In it hang the venerable bells that escaped the king’s commissioners at the Dissolution of the monasteries in 1553.

Gloucester is notable for its examples of the Transition from Decorated to Perpendicular, which probably originated in this Cathedral.

The abbey of Gloucester was founded by Osric, viceroy of King Edward, in 681. It was dedicated to St. Peter. Osric’s sister, Kyneburga, who died in 710, was the first Abbess of this double foundation for monks and nuns. Osric and Kyneburga were buried in the Abbey church in front of the altar of St. Petronilla. In 823, secular priests were placed here by the King of Mercia; and in 1022 they were expelled by Canute for Benedictine monks. When the monastery was burned to the ground, Aldred, Bishop of Worcester, re-established the monks in 1058, and began the building of a new church also to St. Peter,—“a little further from the place where it had first stood, and nearer to the side of the city.”

The monastery failed to flourish; Aldred was translated to York in 1060; and when Serlo, who had been William the Conqueror’s chaplain, succeeded to Wilstan, or Wulstan, Aldred’s successor, he had under him only two monks and eight novices. After fifteen years of energetic rule (1072-1103), Serlo rebuilt the Cathedral.

In August, 1089, an earthquake damaged the then existing building. Eleven years later (1100), in the last year of the reign of William Rufus, “the church,” as Florence of Worcester wrote, “which Abbot Serlo, of revered memory, had built from the foundations at Gloucester, was dedicated (on Sunday, July 15th) with great pomp by Samson, Bishop of Worcester; Gundulf, Bishop of Rochester; Gerard, Bishop of Hereford; and Herveas, Bishop of Bangor.” It is thought that part of the church was finished for the dedication, such as the presbytery, choir, the transepts, the Abbot’s cloister, the chapter-house, and the greater part of the nave.

The Saxon Chronicle tells us that in 1122, while the monks were singing mass, fire burst out from the upper part of the steeple, and burnt the whole monastery. Between 1164 and 1179 one of the western towers fell down.

Repairs were consequently necessary.

Offerings at the Tomb of Edward II. were a great aid in providing funds.

“Instead of going on with Abbot Morwent’s rebuilding of the nave, the monks now turned their attention to the central tower. The tower was of no use as a lantern, for the lierne vault of the choir had been carried beneath it. So it long remained unaltered. But in the days of Abbot Seabroke (1460-1482), it was rebuilt under the superintendence of a monk named Tully, to be in character with the new exterior of choir and transepts. A very imposing tower it is; fully able, from its massiveness as well as from its height, to gather together the masses of the building—all the more so because the transepts are so short. It succeeds where the central towers of Worcester and Hereford fail; in fact, it is as effective in its way as Salisbury spire. The pinnacles, again, bear witness to the love of these later artists for harmony and unity; each pinnacle, with its two ranges of windows, is a repeat of the two stages of the tower below.
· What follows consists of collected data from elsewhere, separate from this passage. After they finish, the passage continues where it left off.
PR #531, opened 2020-06-16
DRAFT - Use different fan speed depending on PIP.

jlebar:
<git-pr-chain>

#### Commits in this PR
1. DRAFT - Use different fan speed depending on PIP.
    
    Instead of always running the blower at full speed, choose a fan speed
    that's sufficient to achieve PIP + 10 cmH2O.
    
    TODO: This seems to reduce overshoot and undershoot, but a more
    comprehensive test of all the covent testcases is needed.
    
    TODO: Unit tests.
    
    TODO: Resolve TODOs in code :)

“Then—after the tower had been erected—it was decided to rebuild the Lady-chapel. So an immense detached building was constructed to the east of the great window of the presbytery; without aisles, but with little transepts; almost one continuous sheet of glass, and with a superb vault. This Lady-chapel had to be joined up to the presbytery, but the great east window was in the way. However, the difficulty was got over by a series of ingenious shifts and dodges, which must be seen to be appreciated (1457-1499).

“And so ended this great building-period at Gloucester (1330-1499), which turned the course of English architecture; so that the Curvilinear style of 1315 to 1360 did not find its natural development in Flamboyant, as on the Continent, but was switched off to Perpendicular and Tudor design.”—(F. B.)

Let us see what the “shifts and dodges” referred to above consisted of.

“The method of joining the Lady-chapel to the choir is best noticed from the outside. It is a piece of exceedingly clever and graceful construction, and there is the minimum of obstruction to the light passing through to the east window, and the maximum of support to the elliptical east window. Viewing the Lady-chapel from the north side, the play of light through the windows on the south side has a very grand effect. Under the east end of the Lady-chapel is a passage which has given rise to much speculation in bygone times. The Lady-chapel, at


Gloucester: East


Gloucester: Tomb of Edward II.

the time of its erection, was carried out to the farthest limit of the land possessed by the Abbey. As the east wall of the chapel was actually on the western boundary wall the passage was made to give access from the north to the south of the grounds, without the need of going right round the precincts by the west front.”—(H. J. L. J. M.)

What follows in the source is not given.